An IIR is normally used to reduce the complexity of the filter components by “re-using” the registers and multi-pliers to allow an impulse response longer than the number of registers. In exchange for that it places certain constraints on the performance of the filter.

For a reverb recirculation would potentially work well for secondary reflections but I would assume that the last first-order reflection would have to fit within the kernal length. This would suggest that each “single-bounce” reflection would have to fit within the first 200 ms. (8960 samples at 22 usec/sample) in order to contribute to the impulse response (at 44.1 kHz.). The contributions of multiple bounce reflections would seem to me to also only be counted if they fell within the same interval (which would get shorter at higher sampling rates for a fixed kernel size). For small rooms it could work well, but how would it handle that slap echo off the scoreboard in a stadium that shows up for the first time 300 ms after the sound is generated?

I’m not a math guy but it seems to be the hard way to do it (If I was a math guy it might seem trivial).

Jim

I was mistaken: SIR is indeed an FIR filter.

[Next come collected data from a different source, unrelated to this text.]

PR #418, opened 2014-01-20
Added broadcast variables support to the runtime.

aalexandrov:
This is a first step towards realizing the functionality requested in issue #66 in the runtime, building upon the API proposed in PR #383.

Broadcast variables are realized as additional outputs attached to a `RegularPactTask`. Convenience methods for accessing the configuration information for broadcast input setup was added to the `TaskConfig`.

An integrated test case for with a simple hardwired JobGraph can be found in `BoradcastVarsNepheleITCase`.

### DIFF
--- a/stratosphere-core/src/main/java/eu/stratosphere/api/common/functions/RuntimeContext.java
+++ b/stratosphere-core/src/main/java/eu/stratosphere/api/common/functions/RuntimeContext.java
@@ -12,6 +12,7 @@
  **********************************************************************************************************************/
 package eu.stratosphere.api.common.functions;
 
+import java.util.Collection;
 import java.util.HashMap;
 
 import eu.stratosphere.api.common.accumulators.Accumulator;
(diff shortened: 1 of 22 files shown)


aalexandrov:
I would like to get feedback on the proposed changes to the runtime from @StephanEwen. 

In particular, I wasn't able to decouple the modifications in the `RegularPactTask` from concrete implementation of the record model (see the comment on line 412 in the modified `RegularPactTask`).

However, since `Record` is used as a concrete type parameter in other places of the `RegularPactTask`. I guess that the issue runs deeper and the decoupling could be done as a refactoring at once later.

aalexandrov:
OK ignore the last comment I was able to resolve the issue with the hard-coded `Record` after a chat with @StephanEwen. The fix is up in an ammended commit.

rmetzger:
Redundant with https://github.com/stratosphere/stratosphere/pull/460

Convolutions can do very nonintuitive things, including returning the nth order derivitive or definite integrals. I used one once (long ago) to determine the time at which a solenoid triggered, while watching the voltage on the circuit and detecting where the 2nd derivitive went negative (or something like that). Fortunately, I had the help of a better educated soul, who calculated the filter kernel for me. :wink:

Hi sloom:
IT was a few years ago now… But on another Audio Board… a poll was taken and a breakdown was posted on what instrument the majority of DAW/Workstation owners replied to the poll…

IT turned out that Bass Players topped the list with Drummers a close second. Followed by other instrument players… With guitar players being somewhat down the list.

I can’t remember the breakdown, but there were a lot of replies to the topic…

It seemed as though there was something about bass players and drummer’s mental make-up, that gets them into spending money on recording equipment… :O ??? :p

Bill…

I’m a harmonica player. I should be the most portable member of the band but I tend toward perfectionism and know more than is good for me. As a result I assembled a really high-quality small-venue PA and while not all that big, it is a pain to haul. I got into multi-track recording because my board was digital and it was a relatively small incremental cost to add the interface card (Frontier Designs Dakota) to my PC. My PA speakers are studio-monitor quality (Tannoy T12s) so they serve both functions.

Things have ballooned a bit since then and now I record and produce for a couple of different bands as well as for a few friends. So far noone with drums but eventually I will have to learn how to deal with that in the “studio” (as opposed to the live environment which I have some experience with).